* [EXERCISE OBJECTIVE]: Please copy each line of the records below that holds the word "Copyright".
++++++++++++++++++++
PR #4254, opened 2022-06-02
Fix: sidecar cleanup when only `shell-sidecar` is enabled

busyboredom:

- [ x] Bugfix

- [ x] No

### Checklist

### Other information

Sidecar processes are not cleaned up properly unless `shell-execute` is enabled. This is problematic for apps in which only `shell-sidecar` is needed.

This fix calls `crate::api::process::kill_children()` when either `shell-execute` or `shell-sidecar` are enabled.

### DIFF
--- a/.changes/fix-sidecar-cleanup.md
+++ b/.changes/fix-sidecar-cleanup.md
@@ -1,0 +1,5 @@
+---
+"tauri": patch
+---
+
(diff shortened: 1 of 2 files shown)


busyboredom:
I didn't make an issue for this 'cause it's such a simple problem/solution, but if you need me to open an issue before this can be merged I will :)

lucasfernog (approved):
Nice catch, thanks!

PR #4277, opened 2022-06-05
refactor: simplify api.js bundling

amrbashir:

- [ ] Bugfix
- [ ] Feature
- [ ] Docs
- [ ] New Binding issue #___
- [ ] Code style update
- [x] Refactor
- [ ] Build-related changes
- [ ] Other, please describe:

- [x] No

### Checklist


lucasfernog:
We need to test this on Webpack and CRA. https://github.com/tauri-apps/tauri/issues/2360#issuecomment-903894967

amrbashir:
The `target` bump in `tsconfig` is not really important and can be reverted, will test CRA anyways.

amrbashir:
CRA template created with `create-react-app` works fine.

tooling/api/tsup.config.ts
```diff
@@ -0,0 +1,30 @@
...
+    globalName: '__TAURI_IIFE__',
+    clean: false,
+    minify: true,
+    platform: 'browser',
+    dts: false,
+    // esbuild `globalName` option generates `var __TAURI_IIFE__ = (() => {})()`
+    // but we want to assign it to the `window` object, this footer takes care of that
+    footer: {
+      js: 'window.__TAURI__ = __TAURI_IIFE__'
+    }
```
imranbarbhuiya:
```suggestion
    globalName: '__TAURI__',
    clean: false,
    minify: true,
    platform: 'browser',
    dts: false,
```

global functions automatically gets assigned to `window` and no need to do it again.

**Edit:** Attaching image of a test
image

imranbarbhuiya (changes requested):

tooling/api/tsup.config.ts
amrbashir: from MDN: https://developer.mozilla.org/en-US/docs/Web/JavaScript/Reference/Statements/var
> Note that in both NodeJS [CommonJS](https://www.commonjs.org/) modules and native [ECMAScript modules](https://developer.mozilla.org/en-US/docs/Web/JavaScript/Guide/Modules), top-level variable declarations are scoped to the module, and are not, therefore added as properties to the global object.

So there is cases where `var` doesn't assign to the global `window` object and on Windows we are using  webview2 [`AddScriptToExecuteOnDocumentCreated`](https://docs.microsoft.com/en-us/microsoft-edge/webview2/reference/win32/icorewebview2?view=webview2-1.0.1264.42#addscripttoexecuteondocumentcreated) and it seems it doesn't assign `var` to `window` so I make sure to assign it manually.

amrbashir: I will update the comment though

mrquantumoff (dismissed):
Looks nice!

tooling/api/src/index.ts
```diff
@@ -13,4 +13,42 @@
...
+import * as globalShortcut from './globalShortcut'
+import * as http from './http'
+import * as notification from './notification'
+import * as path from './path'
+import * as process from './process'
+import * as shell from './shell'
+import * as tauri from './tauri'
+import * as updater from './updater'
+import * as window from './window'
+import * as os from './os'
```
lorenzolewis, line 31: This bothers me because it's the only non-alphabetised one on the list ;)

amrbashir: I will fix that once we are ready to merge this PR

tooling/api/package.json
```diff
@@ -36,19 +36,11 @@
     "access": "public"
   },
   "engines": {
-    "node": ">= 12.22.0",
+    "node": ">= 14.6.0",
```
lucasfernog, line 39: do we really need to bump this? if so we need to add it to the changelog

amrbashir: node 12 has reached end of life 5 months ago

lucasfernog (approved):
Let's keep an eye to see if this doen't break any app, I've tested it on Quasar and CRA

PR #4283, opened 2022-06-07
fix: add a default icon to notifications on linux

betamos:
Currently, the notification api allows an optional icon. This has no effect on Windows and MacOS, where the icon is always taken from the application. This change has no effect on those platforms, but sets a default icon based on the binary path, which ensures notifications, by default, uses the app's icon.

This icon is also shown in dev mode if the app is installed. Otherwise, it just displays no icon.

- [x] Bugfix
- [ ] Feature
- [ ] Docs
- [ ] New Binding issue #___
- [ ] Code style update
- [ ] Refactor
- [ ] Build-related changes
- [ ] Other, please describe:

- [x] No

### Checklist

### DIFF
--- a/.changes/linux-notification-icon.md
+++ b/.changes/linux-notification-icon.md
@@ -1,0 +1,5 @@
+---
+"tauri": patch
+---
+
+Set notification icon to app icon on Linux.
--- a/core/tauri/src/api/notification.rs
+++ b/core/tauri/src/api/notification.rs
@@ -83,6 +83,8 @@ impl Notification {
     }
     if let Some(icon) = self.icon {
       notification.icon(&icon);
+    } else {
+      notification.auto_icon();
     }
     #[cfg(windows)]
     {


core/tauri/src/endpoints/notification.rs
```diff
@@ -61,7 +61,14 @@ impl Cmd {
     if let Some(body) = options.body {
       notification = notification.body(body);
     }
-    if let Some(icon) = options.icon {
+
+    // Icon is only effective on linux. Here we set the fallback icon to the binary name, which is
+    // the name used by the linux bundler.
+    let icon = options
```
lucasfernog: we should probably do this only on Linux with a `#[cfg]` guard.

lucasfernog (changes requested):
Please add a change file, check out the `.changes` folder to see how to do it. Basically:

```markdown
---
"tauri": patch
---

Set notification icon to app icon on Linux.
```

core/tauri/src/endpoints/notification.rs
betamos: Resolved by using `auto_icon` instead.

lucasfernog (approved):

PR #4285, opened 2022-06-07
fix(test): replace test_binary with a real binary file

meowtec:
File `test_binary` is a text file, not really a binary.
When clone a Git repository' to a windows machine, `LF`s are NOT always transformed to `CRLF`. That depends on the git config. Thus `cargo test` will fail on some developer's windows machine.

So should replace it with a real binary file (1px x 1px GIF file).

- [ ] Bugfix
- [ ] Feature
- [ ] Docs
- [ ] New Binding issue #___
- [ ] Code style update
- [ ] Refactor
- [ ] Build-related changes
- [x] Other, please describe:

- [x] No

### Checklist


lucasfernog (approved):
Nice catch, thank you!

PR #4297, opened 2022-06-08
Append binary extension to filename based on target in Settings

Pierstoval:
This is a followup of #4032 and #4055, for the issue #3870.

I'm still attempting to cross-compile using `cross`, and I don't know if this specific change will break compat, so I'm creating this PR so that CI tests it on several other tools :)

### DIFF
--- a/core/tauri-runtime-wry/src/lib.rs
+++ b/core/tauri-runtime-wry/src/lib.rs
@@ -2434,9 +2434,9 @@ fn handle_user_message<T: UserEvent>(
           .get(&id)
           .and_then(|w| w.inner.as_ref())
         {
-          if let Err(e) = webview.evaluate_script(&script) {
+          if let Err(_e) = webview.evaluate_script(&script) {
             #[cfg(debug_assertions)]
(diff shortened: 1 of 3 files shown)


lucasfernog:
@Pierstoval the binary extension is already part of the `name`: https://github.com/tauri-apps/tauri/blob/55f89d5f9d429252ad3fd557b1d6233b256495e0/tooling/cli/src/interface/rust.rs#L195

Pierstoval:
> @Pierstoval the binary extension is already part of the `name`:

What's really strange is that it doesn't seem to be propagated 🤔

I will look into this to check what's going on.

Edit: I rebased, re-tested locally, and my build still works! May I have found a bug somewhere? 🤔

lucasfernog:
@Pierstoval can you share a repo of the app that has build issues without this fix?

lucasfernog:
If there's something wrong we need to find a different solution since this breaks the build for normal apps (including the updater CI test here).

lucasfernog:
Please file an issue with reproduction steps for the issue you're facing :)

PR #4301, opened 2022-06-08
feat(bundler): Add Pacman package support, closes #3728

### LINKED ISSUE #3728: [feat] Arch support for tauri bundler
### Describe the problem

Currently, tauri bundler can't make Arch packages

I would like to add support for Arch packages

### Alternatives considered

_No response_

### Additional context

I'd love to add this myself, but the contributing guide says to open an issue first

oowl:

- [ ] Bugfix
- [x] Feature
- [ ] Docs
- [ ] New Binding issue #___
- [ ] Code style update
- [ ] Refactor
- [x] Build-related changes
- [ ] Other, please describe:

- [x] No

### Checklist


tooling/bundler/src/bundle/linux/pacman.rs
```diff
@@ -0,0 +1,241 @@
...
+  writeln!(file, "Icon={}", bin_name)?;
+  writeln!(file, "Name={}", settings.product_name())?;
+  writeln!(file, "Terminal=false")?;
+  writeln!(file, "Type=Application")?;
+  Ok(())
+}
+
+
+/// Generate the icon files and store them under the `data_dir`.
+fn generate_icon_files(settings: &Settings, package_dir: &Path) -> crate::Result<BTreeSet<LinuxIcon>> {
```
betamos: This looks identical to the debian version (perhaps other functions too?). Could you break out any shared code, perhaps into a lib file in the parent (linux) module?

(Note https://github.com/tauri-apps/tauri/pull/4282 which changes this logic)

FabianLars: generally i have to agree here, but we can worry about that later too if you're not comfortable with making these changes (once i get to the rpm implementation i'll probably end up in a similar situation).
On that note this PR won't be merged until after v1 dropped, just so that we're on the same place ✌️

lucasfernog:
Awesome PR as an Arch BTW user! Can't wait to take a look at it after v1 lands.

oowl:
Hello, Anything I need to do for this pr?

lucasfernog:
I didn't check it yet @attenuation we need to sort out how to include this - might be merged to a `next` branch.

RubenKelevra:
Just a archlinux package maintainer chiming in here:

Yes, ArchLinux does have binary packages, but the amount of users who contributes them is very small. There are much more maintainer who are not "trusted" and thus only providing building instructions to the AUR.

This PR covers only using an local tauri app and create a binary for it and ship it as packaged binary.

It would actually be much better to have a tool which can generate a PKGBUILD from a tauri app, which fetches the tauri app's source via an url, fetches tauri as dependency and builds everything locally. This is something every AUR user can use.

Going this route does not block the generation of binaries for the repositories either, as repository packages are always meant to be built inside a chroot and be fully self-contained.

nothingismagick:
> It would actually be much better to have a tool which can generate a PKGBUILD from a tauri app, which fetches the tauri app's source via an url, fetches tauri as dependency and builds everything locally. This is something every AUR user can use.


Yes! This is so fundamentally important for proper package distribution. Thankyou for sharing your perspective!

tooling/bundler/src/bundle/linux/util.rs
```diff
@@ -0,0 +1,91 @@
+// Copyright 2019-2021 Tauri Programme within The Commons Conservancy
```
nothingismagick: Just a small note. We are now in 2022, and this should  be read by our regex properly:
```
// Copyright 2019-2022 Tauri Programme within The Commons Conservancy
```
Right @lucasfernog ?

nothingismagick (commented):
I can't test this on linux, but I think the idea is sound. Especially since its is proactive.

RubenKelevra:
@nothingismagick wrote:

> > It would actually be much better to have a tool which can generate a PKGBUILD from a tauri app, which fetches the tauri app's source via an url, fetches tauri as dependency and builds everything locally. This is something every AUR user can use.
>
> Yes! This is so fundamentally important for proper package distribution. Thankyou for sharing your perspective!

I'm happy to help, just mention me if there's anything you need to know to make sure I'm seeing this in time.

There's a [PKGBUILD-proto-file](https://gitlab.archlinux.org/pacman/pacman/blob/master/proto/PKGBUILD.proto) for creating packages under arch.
++++++++++++++++++++
* [ANSWER BOX]:
+// Copyright 2019-2021 Tauri Programme within The Commons Conservancy
// Copyright 2019-2022 Tauri Programme within The Commons Conservancy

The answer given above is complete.